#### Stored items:
◇ ◇ ◇ ◇ ◇
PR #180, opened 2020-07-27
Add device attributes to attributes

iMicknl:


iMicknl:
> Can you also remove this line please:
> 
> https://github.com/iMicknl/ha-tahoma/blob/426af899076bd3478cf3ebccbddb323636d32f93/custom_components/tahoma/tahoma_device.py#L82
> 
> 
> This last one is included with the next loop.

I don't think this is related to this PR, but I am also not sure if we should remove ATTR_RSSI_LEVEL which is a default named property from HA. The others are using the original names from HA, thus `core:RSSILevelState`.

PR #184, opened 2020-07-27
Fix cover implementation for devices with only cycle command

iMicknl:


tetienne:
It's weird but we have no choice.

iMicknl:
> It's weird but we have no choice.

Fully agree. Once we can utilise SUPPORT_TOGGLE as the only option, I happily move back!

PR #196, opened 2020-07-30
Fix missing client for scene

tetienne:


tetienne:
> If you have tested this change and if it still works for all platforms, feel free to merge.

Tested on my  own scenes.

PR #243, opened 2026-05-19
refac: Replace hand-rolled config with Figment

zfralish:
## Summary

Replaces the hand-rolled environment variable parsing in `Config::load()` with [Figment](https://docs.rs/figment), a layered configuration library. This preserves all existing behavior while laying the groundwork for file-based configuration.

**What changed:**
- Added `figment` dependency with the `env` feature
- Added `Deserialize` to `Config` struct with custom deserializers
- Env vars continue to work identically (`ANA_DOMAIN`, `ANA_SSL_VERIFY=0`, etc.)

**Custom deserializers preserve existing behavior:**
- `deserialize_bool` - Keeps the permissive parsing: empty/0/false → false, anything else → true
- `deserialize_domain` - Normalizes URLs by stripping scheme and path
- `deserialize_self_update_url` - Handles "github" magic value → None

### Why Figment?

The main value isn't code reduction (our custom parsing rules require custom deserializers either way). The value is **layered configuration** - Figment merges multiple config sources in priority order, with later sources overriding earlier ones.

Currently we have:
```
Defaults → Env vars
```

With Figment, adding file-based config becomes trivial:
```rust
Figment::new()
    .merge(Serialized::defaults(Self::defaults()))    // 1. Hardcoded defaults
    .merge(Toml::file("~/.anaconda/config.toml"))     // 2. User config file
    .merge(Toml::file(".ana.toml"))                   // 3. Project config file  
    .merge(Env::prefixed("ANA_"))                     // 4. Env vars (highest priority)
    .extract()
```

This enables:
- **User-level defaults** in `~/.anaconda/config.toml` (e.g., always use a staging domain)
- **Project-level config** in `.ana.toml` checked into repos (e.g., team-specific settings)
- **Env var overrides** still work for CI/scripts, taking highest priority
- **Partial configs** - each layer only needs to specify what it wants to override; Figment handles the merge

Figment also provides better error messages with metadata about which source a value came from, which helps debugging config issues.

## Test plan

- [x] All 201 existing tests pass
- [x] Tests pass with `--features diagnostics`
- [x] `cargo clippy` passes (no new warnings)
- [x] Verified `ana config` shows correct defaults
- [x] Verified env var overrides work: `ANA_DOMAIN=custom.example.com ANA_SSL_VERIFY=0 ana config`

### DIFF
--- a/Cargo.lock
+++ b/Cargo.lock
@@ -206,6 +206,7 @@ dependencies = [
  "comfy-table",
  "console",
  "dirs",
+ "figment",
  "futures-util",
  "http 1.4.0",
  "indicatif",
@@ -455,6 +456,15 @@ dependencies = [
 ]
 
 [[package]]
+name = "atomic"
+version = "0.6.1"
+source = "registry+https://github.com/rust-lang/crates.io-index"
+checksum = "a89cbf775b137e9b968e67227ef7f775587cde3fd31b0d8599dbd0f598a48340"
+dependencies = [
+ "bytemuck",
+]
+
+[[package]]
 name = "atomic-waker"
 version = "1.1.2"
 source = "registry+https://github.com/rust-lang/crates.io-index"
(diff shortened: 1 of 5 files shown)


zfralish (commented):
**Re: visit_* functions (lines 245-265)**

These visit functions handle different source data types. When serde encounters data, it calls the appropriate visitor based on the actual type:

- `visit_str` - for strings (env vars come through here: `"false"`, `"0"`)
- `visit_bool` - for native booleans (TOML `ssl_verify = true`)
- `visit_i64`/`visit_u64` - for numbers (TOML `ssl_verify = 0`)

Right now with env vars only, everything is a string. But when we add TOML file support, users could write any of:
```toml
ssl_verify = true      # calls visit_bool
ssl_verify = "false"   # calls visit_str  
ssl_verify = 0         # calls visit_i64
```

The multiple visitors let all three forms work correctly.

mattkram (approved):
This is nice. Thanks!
◇ ◇ ◇ ◇ ◇
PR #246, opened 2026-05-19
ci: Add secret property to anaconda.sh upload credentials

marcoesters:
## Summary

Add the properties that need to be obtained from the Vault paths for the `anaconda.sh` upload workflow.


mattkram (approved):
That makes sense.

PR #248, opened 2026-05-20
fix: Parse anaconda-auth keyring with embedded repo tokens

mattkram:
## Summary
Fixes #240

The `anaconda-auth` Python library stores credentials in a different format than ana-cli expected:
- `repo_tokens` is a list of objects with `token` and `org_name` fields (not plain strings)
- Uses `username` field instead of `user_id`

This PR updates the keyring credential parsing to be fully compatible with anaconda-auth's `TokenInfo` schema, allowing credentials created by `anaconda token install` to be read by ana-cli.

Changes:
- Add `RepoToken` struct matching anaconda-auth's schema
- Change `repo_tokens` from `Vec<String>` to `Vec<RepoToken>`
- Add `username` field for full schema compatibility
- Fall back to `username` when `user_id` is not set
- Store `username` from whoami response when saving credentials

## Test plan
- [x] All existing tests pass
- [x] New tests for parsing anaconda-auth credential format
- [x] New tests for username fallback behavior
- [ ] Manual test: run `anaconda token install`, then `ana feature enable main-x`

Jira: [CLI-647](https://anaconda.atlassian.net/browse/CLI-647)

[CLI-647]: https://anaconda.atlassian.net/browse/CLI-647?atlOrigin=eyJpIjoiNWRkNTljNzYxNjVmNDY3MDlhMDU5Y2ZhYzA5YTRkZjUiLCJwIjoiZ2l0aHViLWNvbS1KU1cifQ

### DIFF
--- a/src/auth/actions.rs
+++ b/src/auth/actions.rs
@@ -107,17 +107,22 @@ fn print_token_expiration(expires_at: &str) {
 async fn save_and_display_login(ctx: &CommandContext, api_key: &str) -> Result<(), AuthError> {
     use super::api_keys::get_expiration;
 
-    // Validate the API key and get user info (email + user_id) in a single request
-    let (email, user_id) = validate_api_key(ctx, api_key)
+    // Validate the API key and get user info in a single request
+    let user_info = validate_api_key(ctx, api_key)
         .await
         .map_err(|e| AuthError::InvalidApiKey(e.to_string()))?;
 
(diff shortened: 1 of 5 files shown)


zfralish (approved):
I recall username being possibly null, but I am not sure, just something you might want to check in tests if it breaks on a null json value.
◇ ◇ ◇ ◇ ◇
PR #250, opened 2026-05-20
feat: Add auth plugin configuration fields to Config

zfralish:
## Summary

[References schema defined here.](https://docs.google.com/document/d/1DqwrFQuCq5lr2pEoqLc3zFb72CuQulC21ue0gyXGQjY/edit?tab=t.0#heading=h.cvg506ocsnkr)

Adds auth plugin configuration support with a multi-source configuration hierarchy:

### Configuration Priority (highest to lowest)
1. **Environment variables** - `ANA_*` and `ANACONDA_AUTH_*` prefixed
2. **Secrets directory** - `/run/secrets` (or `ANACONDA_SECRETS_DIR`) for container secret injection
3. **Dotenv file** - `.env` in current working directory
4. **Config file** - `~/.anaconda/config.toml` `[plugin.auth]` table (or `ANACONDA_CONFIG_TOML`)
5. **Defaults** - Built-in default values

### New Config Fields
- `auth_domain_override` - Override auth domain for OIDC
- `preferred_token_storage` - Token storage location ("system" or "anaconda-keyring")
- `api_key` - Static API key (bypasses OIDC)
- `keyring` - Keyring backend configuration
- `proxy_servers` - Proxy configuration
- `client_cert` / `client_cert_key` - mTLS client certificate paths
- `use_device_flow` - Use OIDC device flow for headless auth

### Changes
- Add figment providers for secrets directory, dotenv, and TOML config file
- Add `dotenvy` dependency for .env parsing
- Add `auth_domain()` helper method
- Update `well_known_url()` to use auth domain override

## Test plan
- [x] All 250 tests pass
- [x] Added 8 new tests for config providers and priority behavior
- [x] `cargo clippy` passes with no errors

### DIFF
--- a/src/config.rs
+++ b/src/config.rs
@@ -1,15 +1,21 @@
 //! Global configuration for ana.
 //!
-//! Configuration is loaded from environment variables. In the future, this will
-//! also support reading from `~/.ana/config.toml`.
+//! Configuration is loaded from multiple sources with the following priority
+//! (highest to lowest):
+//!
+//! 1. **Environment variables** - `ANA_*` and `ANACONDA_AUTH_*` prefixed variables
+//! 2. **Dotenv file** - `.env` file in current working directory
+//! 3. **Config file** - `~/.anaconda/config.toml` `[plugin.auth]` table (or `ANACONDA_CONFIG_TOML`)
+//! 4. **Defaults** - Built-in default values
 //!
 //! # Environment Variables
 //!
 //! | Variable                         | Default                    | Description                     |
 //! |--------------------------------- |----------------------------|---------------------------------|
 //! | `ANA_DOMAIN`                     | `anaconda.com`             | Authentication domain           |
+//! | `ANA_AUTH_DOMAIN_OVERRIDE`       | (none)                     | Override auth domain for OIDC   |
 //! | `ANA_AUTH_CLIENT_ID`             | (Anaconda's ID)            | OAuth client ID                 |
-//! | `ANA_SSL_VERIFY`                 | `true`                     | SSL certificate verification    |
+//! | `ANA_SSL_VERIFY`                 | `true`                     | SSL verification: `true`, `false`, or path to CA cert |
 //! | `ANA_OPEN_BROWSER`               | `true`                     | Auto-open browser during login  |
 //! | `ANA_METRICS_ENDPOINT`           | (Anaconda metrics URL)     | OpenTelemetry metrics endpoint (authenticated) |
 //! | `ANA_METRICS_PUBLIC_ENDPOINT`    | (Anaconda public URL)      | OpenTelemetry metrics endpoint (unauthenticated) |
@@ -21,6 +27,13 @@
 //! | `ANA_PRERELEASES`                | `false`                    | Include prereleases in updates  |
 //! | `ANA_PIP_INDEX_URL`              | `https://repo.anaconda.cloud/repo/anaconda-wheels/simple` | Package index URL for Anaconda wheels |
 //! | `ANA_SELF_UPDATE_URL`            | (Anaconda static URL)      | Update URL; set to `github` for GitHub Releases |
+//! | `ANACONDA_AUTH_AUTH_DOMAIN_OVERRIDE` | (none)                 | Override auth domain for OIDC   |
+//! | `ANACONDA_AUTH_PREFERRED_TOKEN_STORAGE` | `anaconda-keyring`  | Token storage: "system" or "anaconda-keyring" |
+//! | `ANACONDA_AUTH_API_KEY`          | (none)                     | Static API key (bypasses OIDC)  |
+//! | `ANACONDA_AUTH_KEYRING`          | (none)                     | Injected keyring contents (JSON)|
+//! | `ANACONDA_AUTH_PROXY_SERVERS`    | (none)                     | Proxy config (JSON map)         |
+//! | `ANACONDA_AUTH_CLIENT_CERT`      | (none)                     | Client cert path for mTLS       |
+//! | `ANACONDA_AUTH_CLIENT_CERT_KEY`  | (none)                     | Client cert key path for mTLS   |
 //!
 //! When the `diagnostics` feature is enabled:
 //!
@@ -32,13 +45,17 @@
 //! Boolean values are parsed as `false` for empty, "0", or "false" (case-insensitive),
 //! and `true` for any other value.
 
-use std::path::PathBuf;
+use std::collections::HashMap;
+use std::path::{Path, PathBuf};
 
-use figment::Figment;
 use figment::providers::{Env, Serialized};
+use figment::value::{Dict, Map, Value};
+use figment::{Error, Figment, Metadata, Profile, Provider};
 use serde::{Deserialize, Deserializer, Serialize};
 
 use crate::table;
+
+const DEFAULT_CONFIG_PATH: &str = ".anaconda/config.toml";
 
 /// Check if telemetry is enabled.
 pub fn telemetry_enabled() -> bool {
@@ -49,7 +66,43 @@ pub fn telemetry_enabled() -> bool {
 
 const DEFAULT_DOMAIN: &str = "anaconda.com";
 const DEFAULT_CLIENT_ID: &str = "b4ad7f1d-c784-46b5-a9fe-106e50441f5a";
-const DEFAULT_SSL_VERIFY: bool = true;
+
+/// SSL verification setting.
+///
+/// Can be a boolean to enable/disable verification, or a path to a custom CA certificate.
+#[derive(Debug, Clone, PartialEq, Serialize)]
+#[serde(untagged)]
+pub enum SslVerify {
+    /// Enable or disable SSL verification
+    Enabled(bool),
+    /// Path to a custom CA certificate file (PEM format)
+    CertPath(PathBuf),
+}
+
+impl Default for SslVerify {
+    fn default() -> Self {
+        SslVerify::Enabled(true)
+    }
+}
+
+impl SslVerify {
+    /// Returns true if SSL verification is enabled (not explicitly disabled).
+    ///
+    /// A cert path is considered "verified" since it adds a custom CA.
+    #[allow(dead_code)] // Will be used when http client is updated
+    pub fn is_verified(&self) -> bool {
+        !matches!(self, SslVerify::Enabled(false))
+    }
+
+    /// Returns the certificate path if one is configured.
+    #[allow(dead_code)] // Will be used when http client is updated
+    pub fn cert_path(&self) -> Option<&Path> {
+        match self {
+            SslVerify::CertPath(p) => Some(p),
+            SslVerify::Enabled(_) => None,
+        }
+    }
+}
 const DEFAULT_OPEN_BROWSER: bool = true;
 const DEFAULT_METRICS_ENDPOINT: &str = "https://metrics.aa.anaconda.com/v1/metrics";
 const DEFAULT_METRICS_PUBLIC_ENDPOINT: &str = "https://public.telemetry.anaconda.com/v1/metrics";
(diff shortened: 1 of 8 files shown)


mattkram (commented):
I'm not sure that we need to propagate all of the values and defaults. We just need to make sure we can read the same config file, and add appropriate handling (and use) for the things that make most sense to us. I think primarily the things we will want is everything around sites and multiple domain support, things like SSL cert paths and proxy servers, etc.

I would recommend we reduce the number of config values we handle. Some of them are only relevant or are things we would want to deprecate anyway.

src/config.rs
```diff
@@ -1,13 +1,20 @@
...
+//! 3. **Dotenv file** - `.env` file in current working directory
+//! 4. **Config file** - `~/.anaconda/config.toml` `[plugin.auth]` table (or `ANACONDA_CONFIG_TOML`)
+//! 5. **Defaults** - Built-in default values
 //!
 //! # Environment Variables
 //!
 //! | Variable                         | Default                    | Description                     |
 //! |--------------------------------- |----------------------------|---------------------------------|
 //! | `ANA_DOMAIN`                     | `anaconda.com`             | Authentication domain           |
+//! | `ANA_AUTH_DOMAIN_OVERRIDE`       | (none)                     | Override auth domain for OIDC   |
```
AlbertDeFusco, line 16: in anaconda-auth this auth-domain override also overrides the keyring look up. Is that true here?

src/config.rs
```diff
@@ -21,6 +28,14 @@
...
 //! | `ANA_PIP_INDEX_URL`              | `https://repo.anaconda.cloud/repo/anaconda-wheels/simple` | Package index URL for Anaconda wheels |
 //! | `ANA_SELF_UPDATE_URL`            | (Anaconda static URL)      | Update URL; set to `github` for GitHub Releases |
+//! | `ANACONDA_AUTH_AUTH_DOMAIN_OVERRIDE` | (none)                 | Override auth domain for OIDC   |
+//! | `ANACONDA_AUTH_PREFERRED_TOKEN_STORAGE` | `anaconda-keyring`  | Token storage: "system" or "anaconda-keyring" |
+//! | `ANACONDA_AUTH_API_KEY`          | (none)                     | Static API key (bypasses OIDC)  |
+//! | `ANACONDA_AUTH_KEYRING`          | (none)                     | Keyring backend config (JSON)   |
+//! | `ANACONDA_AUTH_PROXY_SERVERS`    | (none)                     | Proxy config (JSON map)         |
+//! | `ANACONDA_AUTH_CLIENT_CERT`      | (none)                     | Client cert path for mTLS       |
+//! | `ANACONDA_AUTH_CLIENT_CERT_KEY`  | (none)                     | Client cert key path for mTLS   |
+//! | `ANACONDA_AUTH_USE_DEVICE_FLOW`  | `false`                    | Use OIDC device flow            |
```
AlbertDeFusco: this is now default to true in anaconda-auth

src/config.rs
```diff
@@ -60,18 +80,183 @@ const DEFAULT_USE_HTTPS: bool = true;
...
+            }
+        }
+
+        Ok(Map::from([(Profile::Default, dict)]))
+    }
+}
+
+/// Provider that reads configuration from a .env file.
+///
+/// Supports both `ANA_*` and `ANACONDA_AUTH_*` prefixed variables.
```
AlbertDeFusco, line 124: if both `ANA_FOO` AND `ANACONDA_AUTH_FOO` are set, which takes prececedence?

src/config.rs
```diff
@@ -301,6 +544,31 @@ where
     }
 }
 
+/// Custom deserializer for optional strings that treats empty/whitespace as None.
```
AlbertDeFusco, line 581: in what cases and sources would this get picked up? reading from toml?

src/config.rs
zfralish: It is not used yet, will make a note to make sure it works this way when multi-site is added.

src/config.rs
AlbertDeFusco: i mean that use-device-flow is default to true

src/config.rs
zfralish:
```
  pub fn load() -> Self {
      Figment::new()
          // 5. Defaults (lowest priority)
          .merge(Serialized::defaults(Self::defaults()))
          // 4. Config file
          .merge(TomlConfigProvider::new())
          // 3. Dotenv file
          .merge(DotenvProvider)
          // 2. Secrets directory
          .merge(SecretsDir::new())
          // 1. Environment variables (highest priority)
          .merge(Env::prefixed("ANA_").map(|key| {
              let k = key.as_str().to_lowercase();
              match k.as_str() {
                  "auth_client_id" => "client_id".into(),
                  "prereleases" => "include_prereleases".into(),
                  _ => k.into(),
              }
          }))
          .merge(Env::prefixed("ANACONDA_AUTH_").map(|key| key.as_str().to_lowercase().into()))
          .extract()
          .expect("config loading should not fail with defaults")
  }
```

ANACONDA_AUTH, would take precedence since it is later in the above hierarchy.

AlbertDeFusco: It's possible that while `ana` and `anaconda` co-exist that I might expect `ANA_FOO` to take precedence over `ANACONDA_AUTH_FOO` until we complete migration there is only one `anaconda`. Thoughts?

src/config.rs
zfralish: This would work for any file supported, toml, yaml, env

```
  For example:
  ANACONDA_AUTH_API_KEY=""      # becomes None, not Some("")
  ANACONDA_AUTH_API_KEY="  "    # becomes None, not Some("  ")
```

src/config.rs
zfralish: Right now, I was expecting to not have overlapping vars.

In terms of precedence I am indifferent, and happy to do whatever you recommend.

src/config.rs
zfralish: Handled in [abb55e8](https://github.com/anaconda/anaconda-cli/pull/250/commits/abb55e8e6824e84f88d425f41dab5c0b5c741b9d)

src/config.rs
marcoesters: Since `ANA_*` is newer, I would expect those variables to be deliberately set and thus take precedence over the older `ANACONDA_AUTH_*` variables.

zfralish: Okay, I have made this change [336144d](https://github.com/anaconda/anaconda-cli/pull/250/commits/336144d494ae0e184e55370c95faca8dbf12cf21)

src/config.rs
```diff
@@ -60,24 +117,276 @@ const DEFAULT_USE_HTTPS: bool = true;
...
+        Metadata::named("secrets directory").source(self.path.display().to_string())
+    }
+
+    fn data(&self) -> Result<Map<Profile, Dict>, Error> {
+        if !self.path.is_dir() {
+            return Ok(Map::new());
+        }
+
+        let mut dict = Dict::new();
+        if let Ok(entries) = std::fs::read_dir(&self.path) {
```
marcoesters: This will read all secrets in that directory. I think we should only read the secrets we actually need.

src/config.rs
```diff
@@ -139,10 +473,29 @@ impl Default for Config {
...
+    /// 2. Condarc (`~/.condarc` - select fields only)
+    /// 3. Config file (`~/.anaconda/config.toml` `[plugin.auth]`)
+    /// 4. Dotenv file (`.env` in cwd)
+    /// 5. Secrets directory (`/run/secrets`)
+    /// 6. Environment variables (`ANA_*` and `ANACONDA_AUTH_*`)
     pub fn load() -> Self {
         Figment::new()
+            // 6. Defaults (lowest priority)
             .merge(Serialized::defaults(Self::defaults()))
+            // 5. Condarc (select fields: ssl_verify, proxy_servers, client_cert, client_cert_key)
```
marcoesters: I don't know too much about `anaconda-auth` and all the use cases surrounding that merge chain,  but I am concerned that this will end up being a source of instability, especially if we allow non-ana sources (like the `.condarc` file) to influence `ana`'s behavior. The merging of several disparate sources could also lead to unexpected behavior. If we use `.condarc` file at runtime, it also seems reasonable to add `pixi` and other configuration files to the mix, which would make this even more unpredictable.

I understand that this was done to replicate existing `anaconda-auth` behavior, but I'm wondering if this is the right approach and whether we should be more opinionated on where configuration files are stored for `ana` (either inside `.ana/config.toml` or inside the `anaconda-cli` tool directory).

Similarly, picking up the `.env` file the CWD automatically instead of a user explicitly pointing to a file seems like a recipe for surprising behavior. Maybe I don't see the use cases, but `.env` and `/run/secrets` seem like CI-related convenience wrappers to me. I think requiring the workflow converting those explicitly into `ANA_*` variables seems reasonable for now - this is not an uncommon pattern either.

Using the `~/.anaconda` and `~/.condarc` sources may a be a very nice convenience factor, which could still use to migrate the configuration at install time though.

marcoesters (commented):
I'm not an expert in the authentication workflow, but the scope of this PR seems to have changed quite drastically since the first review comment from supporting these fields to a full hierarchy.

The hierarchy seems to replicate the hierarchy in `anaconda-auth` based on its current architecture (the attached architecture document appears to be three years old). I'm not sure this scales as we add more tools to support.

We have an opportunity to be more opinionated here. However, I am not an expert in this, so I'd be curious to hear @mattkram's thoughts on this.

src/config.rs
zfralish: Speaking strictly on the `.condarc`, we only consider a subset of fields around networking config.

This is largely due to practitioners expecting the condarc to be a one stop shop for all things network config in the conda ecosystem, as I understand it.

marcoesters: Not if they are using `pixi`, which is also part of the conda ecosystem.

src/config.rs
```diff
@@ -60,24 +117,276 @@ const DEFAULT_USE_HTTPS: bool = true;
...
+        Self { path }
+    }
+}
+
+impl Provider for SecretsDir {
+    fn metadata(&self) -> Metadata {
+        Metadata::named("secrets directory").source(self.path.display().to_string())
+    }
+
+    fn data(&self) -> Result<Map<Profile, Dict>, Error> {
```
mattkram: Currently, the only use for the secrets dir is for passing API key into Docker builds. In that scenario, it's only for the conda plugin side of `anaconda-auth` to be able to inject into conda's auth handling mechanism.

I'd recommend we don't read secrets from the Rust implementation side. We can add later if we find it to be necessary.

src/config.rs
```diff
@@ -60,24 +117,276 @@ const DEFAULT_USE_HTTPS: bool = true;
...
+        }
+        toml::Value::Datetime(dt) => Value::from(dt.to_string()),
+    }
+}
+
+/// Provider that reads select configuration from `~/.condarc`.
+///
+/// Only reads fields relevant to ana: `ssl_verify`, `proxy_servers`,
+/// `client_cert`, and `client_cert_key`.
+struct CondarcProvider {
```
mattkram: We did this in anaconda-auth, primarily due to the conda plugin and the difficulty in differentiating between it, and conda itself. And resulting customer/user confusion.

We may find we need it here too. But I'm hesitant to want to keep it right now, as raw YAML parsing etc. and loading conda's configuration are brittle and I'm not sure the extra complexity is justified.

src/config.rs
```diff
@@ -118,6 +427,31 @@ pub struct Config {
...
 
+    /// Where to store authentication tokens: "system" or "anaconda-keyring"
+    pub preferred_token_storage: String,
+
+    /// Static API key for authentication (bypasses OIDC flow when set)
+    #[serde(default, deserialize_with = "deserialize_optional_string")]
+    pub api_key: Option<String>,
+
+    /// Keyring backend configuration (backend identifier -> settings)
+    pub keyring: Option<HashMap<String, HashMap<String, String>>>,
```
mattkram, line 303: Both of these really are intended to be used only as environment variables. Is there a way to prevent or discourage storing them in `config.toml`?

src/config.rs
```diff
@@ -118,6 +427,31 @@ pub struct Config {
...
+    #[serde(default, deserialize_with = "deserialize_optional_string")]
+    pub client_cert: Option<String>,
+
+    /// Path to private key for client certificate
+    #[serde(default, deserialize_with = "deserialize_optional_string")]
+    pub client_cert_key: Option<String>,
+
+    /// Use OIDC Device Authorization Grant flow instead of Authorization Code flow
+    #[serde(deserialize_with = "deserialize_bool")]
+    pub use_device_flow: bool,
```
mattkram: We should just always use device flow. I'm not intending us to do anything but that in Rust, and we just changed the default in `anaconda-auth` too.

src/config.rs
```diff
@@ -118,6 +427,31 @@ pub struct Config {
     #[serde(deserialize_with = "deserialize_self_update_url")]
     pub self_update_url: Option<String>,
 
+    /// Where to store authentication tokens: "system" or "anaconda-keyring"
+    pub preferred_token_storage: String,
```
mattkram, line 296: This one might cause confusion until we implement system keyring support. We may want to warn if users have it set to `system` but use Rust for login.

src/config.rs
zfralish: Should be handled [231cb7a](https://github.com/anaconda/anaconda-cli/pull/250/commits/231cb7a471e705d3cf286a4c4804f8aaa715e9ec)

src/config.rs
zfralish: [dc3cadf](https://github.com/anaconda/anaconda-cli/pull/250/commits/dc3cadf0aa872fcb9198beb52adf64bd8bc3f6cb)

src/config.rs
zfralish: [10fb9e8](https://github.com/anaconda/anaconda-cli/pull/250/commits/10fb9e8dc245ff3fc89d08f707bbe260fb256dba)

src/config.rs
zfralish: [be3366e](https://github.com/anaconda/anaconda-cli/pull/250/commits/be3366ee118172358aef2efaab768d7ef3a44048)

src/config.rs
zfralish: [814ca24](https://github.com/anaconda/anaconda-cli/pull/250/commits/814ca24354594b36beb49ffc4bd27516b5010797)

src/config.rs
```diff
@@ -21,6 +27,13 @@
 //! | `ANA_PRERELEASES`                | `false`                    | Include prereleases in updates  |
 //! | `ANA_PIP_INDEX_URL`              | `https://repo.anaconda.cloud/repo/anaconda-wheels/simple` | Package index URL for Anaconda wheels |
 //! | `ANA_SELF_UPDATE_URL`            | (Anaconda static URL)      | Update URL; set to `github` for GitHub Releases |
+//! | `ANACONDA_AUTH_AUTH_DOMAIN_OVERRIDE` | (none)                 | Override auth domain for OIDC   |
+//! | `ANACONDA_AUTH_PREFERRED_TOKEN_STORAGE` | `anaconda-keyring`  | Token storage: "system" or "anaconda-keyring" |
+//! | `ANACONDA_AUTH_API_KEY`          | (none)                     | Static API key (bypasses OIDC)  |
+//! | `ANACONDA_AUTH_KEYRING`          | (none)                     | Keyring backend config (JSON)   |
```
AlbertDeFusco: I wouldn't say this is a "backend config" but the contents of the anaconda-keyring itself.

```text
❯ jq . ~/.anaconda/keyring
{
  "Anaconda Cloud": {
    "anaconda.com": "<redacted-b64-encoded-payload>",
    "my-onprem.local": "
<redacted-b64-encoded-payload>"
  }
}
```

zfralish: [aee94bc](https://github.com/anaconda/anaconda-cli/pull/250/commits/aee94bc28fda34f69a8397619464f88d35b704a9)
◇ ◇ ◇ ◇ ◇
Return each line of the data that contains the string "marcoesters".

marcoesters:
marcoesters: Since `ANA_*` is newer, I would expect those variables to be deliberately set and thus take precedence over the older `ANACONDA_AUTH_*` variables.
marcoesters: This will read all secrets in that directory. I think we should only read the secrets we actually need.
marcoesters: I don't know too much about `anaconda-auth` and all the use cases surrounding that merge chain,  but I am concerned that this will end up being a source of instability, especially if we allow non-ana sources (like the `.condarc` file) to influence `ana`'s behavior. The merging of several disparate sources could also lead to unexpected behavior. If we use `.condarc` file at runtime, it also seems reasonable to add `pixi` and other configuration files to the mix, which would make this even more unpredictable.
marcoesters (commented):
marcoesters: Not if they are using `pixi`, which is also part of the conda ecosystem.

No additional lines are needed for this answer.